Let's quote from one of the Stabroek News editorials: “The seawall between the Russian Embassy and Conversation Tree, in particular, runs along the perimeter of a built-up area. Many people from the nearby homes go out onto the seawall or its accompanying grass parapets to jog, to exercise, to stroll, to enjoy the sea breeze, to spend quality time with their families.”
Something is wrong here. This reminded me of when I was in Barbados in the late seventies. There was a subtle movement to prevent Bajans from enjoying the beaches where luxury hotels were located. The reaction was swift and uncompromising.
Bajans argued that a part of the Caribbean Sea fell into the lap of their country and they had a right to enjoy it.
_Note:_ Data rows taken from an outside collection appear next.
PR #4714, opened 2020-03-20
Include devguide in distributions plus tests - v1

jasonish:
The devguide files were missing from EXTRA_DIST causing them not
to be shipped in a dist archive, as well as causing make dist to
fail if the documentation tooling was discovered during
./configure.

Update a few GitHub CI tests to check this.

[PRScript](https://redmine.openinfosecfoundation.org/projects/suricata/wiki/PRscript) output (if applicable):
- PR jasonish-pcap: https://buildbot.openinfosecfoundation.org/builders/jasonish-pcap/builds/455
- PR jasonish: https://buildbot.openinfosecfoundation.org/builders/jasonish/builds/812

PR #6735, opened 2021-12-27
nfs2: add unittests for nom7 parsers - v1

ghostinthehive:
partially closes task #4714

Link to [redmine](https://redmine.openinfosecfoundation.org/projects/suricata/issues) ticket: [#4714](https://redmine.openinfosecfoundation.org/issues/4714)

Describe changes:
- add unittests to `nfs2_records` nom7 parsers

### DIFF
--- a/rust/src/nfs/nfs2_records.rs
+++ b/rust/src/nfs/nfs2_records.rs
@@ -96,3 +96,211 @@ pub fn parse_nfs2_attribs(i: &[u8]) -> IResult<&[u8], Nfs2Attributes> {
     let attrs = Nfs2Attributes { atype, asize };
     Ok((i, attrs))
 }
+
+#[cfg(test)]
+mod tests {
+    use crate::nfs::nfs2_records::*;
+    use nom7::bytes::streaming::take;
+    use nom7::IResult;
+
+    #[test]
+    fn test_nfs2_handle() {
+
+        // file_handle bytes
+        let buf: &[u8] = &[
+            0x00, 0x10, 0x10, 0x85, 0x00, 0x00, 0x03, 0xe7,
+            0x00, 0x0a, 0x00, 0x00, 0x00, 0x00, 0xb2, 0x5a,
+            0x00, 0x00, 0x00, 0x29, 0x00, 0x0a, 0x00, 0x00,
+            0x00, 0x00, 0xb2, 0x5a, 0x00, 0x00, 0x00, 0x29
+        ];
+
+        let result = parse_nfs2_handle(buf);
+        match result {
+            Ok((r, res)) => {
+                assert_eq!(r.len(), 0);
+                assert_eq!(res.value, buf);
+            }
+            Err(error) => { panic!("Parsing nfs2_handle failed: {:?}", error); }
+        }
+    }
+
+    #[test]
+    fn test_nfs2_request_lookup() {
+
+        // packet_bytes
+        let buf: &[u8] = &[
+
+        // [file_handle]
+            0x00, 0x10, 0x10, 0x85, 0x00, 0x00, 0x03, 0xe7,
+            0x00, 0x0a, 0x00, 0x00, 0x00, 0x00, 0xb2, 0x5a,
+            0x00, 0x00, 0x00, 0x29, 0x00, 0x0a, 0x00, 0x00,
+            0x00, 0x00, 0xb2, 0x5a, 0x00, 0x00, 0x00, 0x29,
+
+        // [name]
+        // name_len
+            0x00, 0x00, 0x00, 0x02,
+
+        // name_contents: (am)
+            0x61, 0x6d,
+
+        // _name_padding
+            0x00, 0x00,
+        ];
+
+        let (_, handle) = parse_nfs2_handle(buf).expect("Parsing nfs2_handle failed!");
+
+        let result = parse_nfs2_request_lookup(buf);
+        match result {
+            Ok((r, request)) => {
+                assert_eq!(r.len(), 0);
+                assert_eq!(request.handle, handle);
+                assert_eq!(request.name_vec, b"am".to_vec());
+            }
+            Err(error) => { panic!("Parsing failed: {:?}", error); }
+        }
+    }
+
+    #[test]
+    fn test_nfs2_request_read() {
+
+        // packet_bytes
+        let buf: &[u8] = &[
+
+        // [file_handle]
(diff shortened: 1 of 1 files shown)


rust/src/nfs/nfs2_records.rs
```diff
@@ -96,3 +96,211 @@ pub fn parse_nfs2_attribs(i: &[u8]) -> IResult<&[u8], Nfs2Attributes> {
...
+
+#[cfg(test)]
+mod tests {
+    use crate::nfs::nfs2_records::*;
+    use nom7::bytes::streaming::take;
+    use nom7::IResult;
+
+    #[test]
+    fn test_nfs2_handle() {
+
```
ghostinthehive, line 108: not sure if a separate `test_nfs2_handle()` is needed, since we already use `parse_nfs2_handle()` in later tests?

rust/src/nfs/nfs2_records.rs
```diff
@@ -96,3 +96,211 @@ pub fn parse_nfs2_attribs(i: &[u8]) -> IResult<&[u8], Nfs2Attributes> {
...
+        ];
+
+        let result = parse_nfs2_handle(buf);
+        match result {
+            Ok((r, res)) => {
+                assert_eq!(r.len(), 0);
+                assert_eq!(res.value, buf);
+            }
+            Err(error) => { panic!("Parsing nfs2_handle failed: {:?}", error); }
+        }
```
inashivb, line 124: Constructs like these could be an assert statement prior to other asserts. Something like:
`assert_eq!(true, result.is_ok())`

rust/src/nfs/nfs2_records.rs
```diff
@@ -96,3 +96,211 @@ pub fn parse_nfs2_attribs(i: &[u8]) -> IResult<&[u8], Nfs2Attributes> {
...
+            let i: IResult<&[u8], &[u8]> = take(76_usize)(input);
+            match i {
+                Ok((remainder, _input)) => {
+                        remainder
+                }
+                Err(error) => { panic!("extracting data field failed: {:?}", error); }
+            }
+        }
+
+        let expected_data = extract_data(buf);
```
inashivb, line 240: Are you trying to extract all the remaining bytes after 76 bytes here? You could do it in a one liner (within the assert statement later on) with array slices. `input[76..]`

rust/src/nfs/nfs2_records.rs
```diff
@@ -96,3 +96,211 @@ pub fn parse_nfs2_attribs(i: &[u8]) -> IResult<&[u8], Nfs2Attributes> {
...
+
+        // data_len: (11)
+            0x00, 0x00, 0x00, 0x0b,
+
+        // data_contents: ("the b file")
+            0x74, 0x68, 0x65, 0x20,
+            0x62, 0x20, 0x66, 0x69, 0x6c, 0x65, 0x0a,
+
+        // _data_padding: parsed as part of data_contents
+            0x00,
```
inashivb, line 223: I'm not sure about breaking down the data like this. I think the con is too many newlines and lines in general. But, a big pro is legible fields. I'll let Victor or Jason decide this.

rust/src/nfs/nfs2_records.rs
```diff
@@ -96,3 +96,211 @@ pub fn parse_nfs2_attribs(i: &[u8]) -> IResult<&[u8], Nfs2Attributes> {
...
+                assert_eq!(request.handle, handle);
+                assert_eq!(request.offset, 0);
+            }
+            Err(error) => { panic!("Parsing failed: {:?}", error); }
+        }
+    }
+
+    #[test]
+    fn test_nfs2_reply_read() {
+
```
inashivb, line 198: We could perhaps add the pcap data alongside the hex bytes and the source here. Excellent example: https://github.com/OISF/suricata/blob/master/rust/src/dns/dns.rs#L1013

rust/src/nfs/nfs2_records.rs
inashivb: This seems good to me since it is a separate unit too.

inashivb (changes requested):
All in all, LGTM. Good job! :)
A few suggestions and changes requested from me inline.

rust/src/nfs/nfs2_records.rs
ghostinthehive: I'll consider this with the other PR too, thanks!

rust/src/nfs/nfs2_records.rs
ghostinthehive: this seems like testing against the buffer as a whole. should I discard specifying the fields?
I understand the tests are too verbose, trying to figure out how to make it compact and clear at the same time

I found this one with comments in the middle.
https://github.com/OISF/suricata/blob/4972021cd4c362c6f02fce6c34377013a463eab0/rust/src/dns/dns.rs#L1234

rust/src/nfs/nfs2_records.rs
ghostinthehive: Now that's a savior one liner! thanks! :)
I'll adopt this from now on.

rust/src/nfs/nfs2_records.rs
jasonish: I like it.  Can help when you're debugging a test someone else wrote and you're not that familiar with the contents, as you generally can't just paste this into wireshark to get the break down.

rust/src/nfs/nfs2_records.rs
```diff
@@ -96,3 +96,211 @@ pub fn parse_nfs2_attribs(i: &[u8]) -> IResult<&[u8], Nfs2Attributes> {
...
+            0x00, 0x00, 0xa3, 0xe7,
+            0x38, 0x47, 0x75, 0xea,
+            0x00, 0x08, 0x64, 0x70,
+            0x38, 0x47, 0x75, 0xea,
+            0x00, 0x08, 0x64, 0x70,
+            0x38, 0x47, 0x75, 0xea,
+            0x00, 0x08, 0x64, 0x70,
+        ];
+
+        let result = parse_nfs2_attribs(buf);
```
jasonish, line 295: IMO, its perfectly acceptable to just use `.unwrap()` here if we just end up panic'ing in the error case.  The output is clear with a line number that gets you directly where you need to get.  What you have here is fine as well, its just a little more work.

ghostinthehive:
Followed by #6740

The same logic is applicable to Guyanese. If there is anything good that has happened to this jinxed country is God's gift of the Atlantic Ocean that sits right on top of Georgetown . Georgetown is below sea level, so the Atlantic overlooks the city.
Are we to understand that the long stretch from D'Aguiar's Turn to Bel Air is to be enjoyed only by the citizens of Subryanville? And why should they object to one night in a week? The ocean of cars is not there from Monday to Saturday. The maddening crowd is not there for six nights of the week. The 15 food-sellers are only there on Sundays. Why must 3,000 persons from as far as Grove on the East Bank to Lusignan on the East Coast be prevented from having nocturnal revelry on Sunday evenings because the Sheriff Street seawall is in physical proximity to Subryanville?
But something wasn't right. Was someone or some group trying to recapture the zeitgeist of the fifties when Guyana was a colony? We see a trend emerging that is deeply troubling. First, it was resistance to moving the dilapidated Dutch burial site located on Regent Street .
Even though the arguments in favour of moving it are water-proof, we are being told that it is an historical site and its pristine self must be preserved. But what about modernization and development?
I have already penned a column supporting the removal of the burial ground so there is no need to return to it.
Even Subryanville itself has changed. It now has a large school that houses nursery, primary, and secondary sections. In the mornings and afternoons the traffic situation there is frustrating. When the school was first formed, there were no complaints. There are still no complaints.
What is wrong then, if 3,000 persons seek fun every Sunday night on the Subryanville section of the Atlantic Ocean ? But Subryanville's landscape keeps changing. Directly facing the Atlantic on the Subryanville public road was housed a business selling hamburgers that was owned by one of the Mekdecis. This was unrelated to the JR Hamburger vehicle on the grass parapet right next to the ocean and that has moved to Shell Road , Kitty.
Subryanville is not its pristine self anymore. Why should that part of the Atlantic Ocean remain unchanged?
Looking at the Atlantic Ocean between the Russian Embassy and Conversation Tree is a vivid reminder of the resilience of the Guyanese psyche. We as a nation deserve to be free. And Sunday night escapades make us free.
All types are out there. You name it – teenage lovers; mature lovers; adult couples; family entities, youthful group assemblies and just people enjoying themselves. The Atlantic Ocean runs through Guyana. Let's enjoy it. Let us do things that will tell the world that we are not a melancholy, depressed nation.
One of the things we must remember when we condemn Sunday night escapades on the Atlantic is that 75 per cent of Guyanese are under the age of 35. Secondly, the society must have modern recreational centres for them.
Where are the outlets for clean, healthy, public fun for young people? A new phenomenon has arrived on the Atlantic. It has to do with the street lights that we now have on the Rupert Craig Highway. Young people are enjoying the ocean as the past generation never did before. I hope in 2007, we leave them alone.